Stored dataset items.
☆ ☆ ☆ ☆ ☆

PR #5328, opened 2018-10-21
Enable usage of MemoryDB in the unit tests and consensus tests

### LINKED ISSUE #5318: Update Blockchain tests to use MemoryDB for block and state storage
Update the Blockchain tests to have the option of being run with the new MemoryDB or LevelDB. Update the unit tests to only run using MemoryDB. The rationale behind having the Blockchain tests run using either MemoryDB or LevelDB is that they are considered to be integration tests and exercise user scenarios, whereas the unit tests are targeted at very specific functionality.

halfalicious:
Fix #5318 

These changes enable usage of MemoryDB in the unit (the tests in [test/unittests](https://github.com/ethereum/aleth/tree/master/test/unittests)) and consensus tests ([test/jsontests](https://github.com/ethereum/tests/tree/a69eb762fc5665814ac21cf091eff3bd0bf4ef27)). 

For the unit tests, MemoryDB is turned on for all tests except for 1 - `BlockChainFrontierSuite!opendb`: https://github.com/ethereum/aleth/blob/873a36e634bc7f57cabaf0685afb36713e2d35e1/test/unittests/libethereum/BlockChain.cpp#L53-L61

This is because this test case exercises a user scenario (opening the same database twice) so we want to still test this same scenario. Additionally, this scenario doesn't make sense when running MemoryDB. 

For the consensus tests, MemoryDB is on by default but optional - one can instruct the tests to use LevelDB via the new `--diskdb` command-line parameter. We have the option of these 2 databases for the consensus tests because these tests are integration-style tests which exercise user scenarios (instead of extremely targeted unit tests) so we therefore want to be able to hit the same code that users hit when running the Aleth client.

A few notes:
* I've made a couple of assumptions - that the fixtures defined in the test/jsontests directory are only used in the consensus tests and that `TestOutputHelperFixture `is only used in the unit tests. I validated these assumptions somewhat (more in the next bullet) but this validation doesn't catch every single case so it would be great if someone with more knowledge of these tests could comment on if these assumptions are correct (perhaps @winsvega). 
* I've verified that `--diskdb` turns on LevelDB for the consensus tests by running a private testeth which throws on MemoryDB creation, running the consensus tests, and verifying no exceptions were thrown. I verified that LevelDB was not turned on for the unit tests (either by default or when the `--diskdb` parameter is supplied) by running one set of unit tests (`BlockChainFrontierSuite`) using this same private and verifying that each test case threw (except for `opendb` since it always uses LevelDB).
* I explicitly set a database kind in all of the consensus test fixtures except for `VMTestFixture ` despite not knowing if a block or state database is used in the tests which use all of these fixtures because I assumed that even if these tests don't use a block/state database now, they might at some point in the future. I didn't set a database kind in VMTestFixture because I verified that these tests don't use a block/state db and I don't think it would make sense to use such functionality in the future.

### DIFF
--- a/libdevcore/DBFactory.cpp
+++ b/libdevcore/DBFactory.cpp
@@ -50,7 +50,7 @@ DBKindTableEntry dbKindsTable[] = {
     {DatabaseKind::MemoryDB, "memorydb"},
 };
 
-void setDatabaseKind(std::string const& _name)
+void setDatabaseKindByName(std::string const& _name)
 {
     for (auto& entry : dbKindsTable)
     {
@@ -61,8 +61,13 @@ void setDatabaseKind(std::string const& _name)
         }
     }
 
-    BOOST_THROW_EXCEPTION(eth::InvalidDatabaseKind()
-                          << errinfo_comment("invalid database kind supplied: " + _name));
+    BOOST_THROW_EXCEPTION(
+        eth::InvalidDatabaseKind() << errinfo_comment("invalid database name supplied: " + _name));
+}
+
+void setDatabaseKind(DatabaseKind _kind)
+{
+    g_kind = _kind;
 }
 
 void setDatabasePath(std::string const& _path)
@@ -105,7 +110,7 @@ po::options_description databaseProgramOptions(unsigned _lineLength)
 
     add("db",
         po::value<std::string>()->value_name("<name>")->default_value("leveldb")->notifier(
-            setDatabaseKind),
+            setDatabaseKindByName),
         description.data());
 
     add("db-path",
--- a/libdevcore/DBFactory.h
+++ b/libdevcore/DBFactory.h
@@ -42,6 +42,8 @@ boost::program_options::options_description databaseProgramOptions(
 
 bool isMemoryDB();
 DatabaseKind databaseKind();
+void setDatabaseKindByName(std::string const& _name);
+void setDatabaseKind(DatabaseKind _kind);
 boost::filesystem::path databasePath();
 
 class DBFactory
--- a/libethereum/BlockChain.cpp
+++ b/libethereum/BlockChain.cpp
@@ -425,10 +425,18 @@ string BlockChain::dumpDatabase() const
 {
     ostringstream oss;
     oss << m_lastBlockHash << '\n';
-    m_extrasDB->forEach([&oss](db::Slice key, db::Slice value) {
-        oss << toHex(key) << "/" << toHex(value) << '\n';
+
+    // We need to first insert the db data into an ordered map so that the string returned from this function
+    // always has data in the same order, regardless of the underlying database implementation
+    std::map<std::string, std::string> dbData;
+    m_extrasDB->forEach([&dbData](db::Slice key, db::Slice value) {
+        dbData[key.toString()] = value.toString();
         return true;
     });
+
+    for (auto const& it : dbData)
+        oss << toHex(it.first) << "/" << toHex(it.second) << '\n';
+
     return oss.str();
 }
 
--- a/test/tools/jsontests/BlockChainTests.cpp
+++ b/test/tools/jsontests/BlockChainTests.cpp
@@ -22,6 +22,7 @@
  */
 
 #include <libdevcore/FileSystem.h>
+#include <libdevcore/DBFactory.h>
 #include <test/tools/fuzzTesting/fuzzHelper.h>
 #include <test/tools/jsontests/BlockChainTests.h>
 #include <test/tools/libtesteth/TestHelper.h>
@@ -32,6 +33,7 @@
 using namespace std;
 using namespace json_spirit;
 using namespace dev;
+using namespace dev::db;
 using namespace dev::eth;
 namespace fs = boost::filesystem;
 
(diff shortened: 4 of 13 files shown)


halfalicious:
I thought this was ready but one of the unit tests is failing (BlockChainInsertTests/bcBasicInsert), I'll investigate

gumb0:
I suspect that this test inserts the same key/values in two databases, but then `dumpDatabase()` outputs them in different order for MemoryDB (because it uses `unordered_map` maybe?)
I guess we should change the test or/and `dumpDatabase` function so that comparison doesn't depend on the order of iteration over the database.

gumb0:
I suspect that this test inserts the same key/values in two databases, but then `dumpDatabase()` outputs them in different order for MemoryDB (because it uses `unordered_map` maybe?)
I guess we should change the test or/and `dumpDatabase` function so that comparison doesn't depend on the order of iteration over the database.

gumb0:
I suspect that this test inserts the same key/values into two databases, but then `dumpDatabase()` outputs them in different order for MemoryDB (because it uses `unordered_map` maybe?)
I guess we should change the test or/and `dumpDatabase` function so that comparison doesn't depend on the order of iteration over the database.

gumb0:
I suspect that this test inserts the same key/values into two databases, but then `dumpDatabase()` outputs them in different order for MemoryDB (because it uses `unordered_map` maybe?)
I guess we should change the test or/and `dumpDatabase` function so that comparison doesn't depend on the order of iteration over the database.

halfalicious:
> Fix #5318
> 
> These changes enable usage of MemoryDB in the unit (the tests in [test/unittests](https://github.com/ethereum/aleth/tree/master/test/unittests)) and consensus tests ([test/jsontests](https://github.com/ethereum/tests/tree/a69eb762fc5665814ac21cf091eff3bd0bf4ef27)).
> 
> For the unit tests, MemoryDB is turned on for all tests except for 1 - `BlockChainFrontierSuite!opendb`:
> 
> [aleth/test/unittests/libethereum/BlockChain.cpp](https://github.com/ethereum/aleth/blob/873a36e634bc7f57cabaf0685afb36713e2d35e1/test/unittests/libethereum/BlockChain.cpp#L53-L61)
> 
> Lines 53 to 61 in [873a36e](/ethereum/aleth/commit/873a36e634bc7f57cabaf0685afb36713e2d35e1)
> 
>  BOOST_AUTO_TEST_CASE(opendb) 
>  { 
>      TestBlock genesis = TestBlockChain::defaultGenesisBlock(); 
>      TransientDirectory tempDirBlockchain; 
>      ChainParams p(genesisInfo(eth::Network::TransitionnetTest), genesis.bytes(), genesis.accountMap()); 
>      BlockChain bc(p, tempDirBlockchain.path(), WithExisting::Kill); 
>      auto is_critical = []( std::exception const& _e) { return string(_e.what()).find("DatabaseAlreadyOpen") != string::npos; }; 
>      BOOST_CHECK_EXCEPTION(BlockChain bc2(p, tempDirBlockchain.path(), WithExisting::Verify), DatabaseAlreadyOpen, is_critical); 
>  } 
> This is because this test case exercises a user scenario (opening the same database twice) so we want to still test this same scenario. Additionally, this scenario doesn't make sense when running MemoryDB.
> 
> For the consensus tests, MemoryDB is on by default but optional - one can instruct the tests to use LevelDB via the new `--diskdb` command-line parameter. We have the option of these 2 databases for the consensus tests because these tests are integration-style tests which exercise user scenarios (instead of extremely targeted unit tests) so we therefore want to be able to hit the same code that users hit when running the Aleth client.
> 
> A few notes:
> 
> * I've made a couple of assumptions - that the fixtures defined in the test/jsontests directory are only used in the consensus tests and that `TestOutputHelperFixture `is only used in the unit tests. I validated these assumptions somewhat (more in the next bullet) but this validation doesn't catch every single case so it would be great if someone with more knowledge of these tests could comment on if these assumptions are correct (perhaps @winsvega).
> * I've verified that `--diskdb` turns on LevelDB for the consensus tests by running a private testeth which throws on MemoryDB creation, running the consensus tests, and verifying no exceptions were thrown. I verified that LevelDB was not turned on for the unit tests (either by default or when the `--diskdb` parameter is supplied) by running one set of unit tests (`BlockChainFrontierSuite`) using this same private and verifying that each test case threw (except for `opendb` since it always uses LevelDB).
> * I explicitly set a database kind in all of the consensus test fixtures except for `VMTestFixture ` despite not knowing if a block or state database is used in the tests which use all of these fixtures because I assumed that even if these tests don't use a block/state database now, they might at some point in the future. I didn't set a database kind in VMTestFixture because I verified that these tests don't use a block/state db and I don't think it would make sense to use such functionality in the future.

Based on a discussion that @gumb0  and I had in today's team chat I've modified the `--diskdb` setting to affect all tests, rather than just the consensus tests in the interest of a cleaner design (`BlockChainFrontierSuite!opendb` still always uses LevelDB though).

halfalicious:
@chfast: I'd prefer to leave the diskdb option as is because an option with a "DB" prefix implies that the option supports multiple possible values which is not the case here (though I might change this when adding RocksDB support)

chfast:
Ok, merge it then.

chfast:
Full clang6 build takes now 6 mins. Well done.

☆ ☆ ☆ ☆ ☆

EXERCISE DIRECTIONS. From the entries, count the lines that hold the string "dbData". Nothing but the number is needed.

YOUR RESPONSE. 4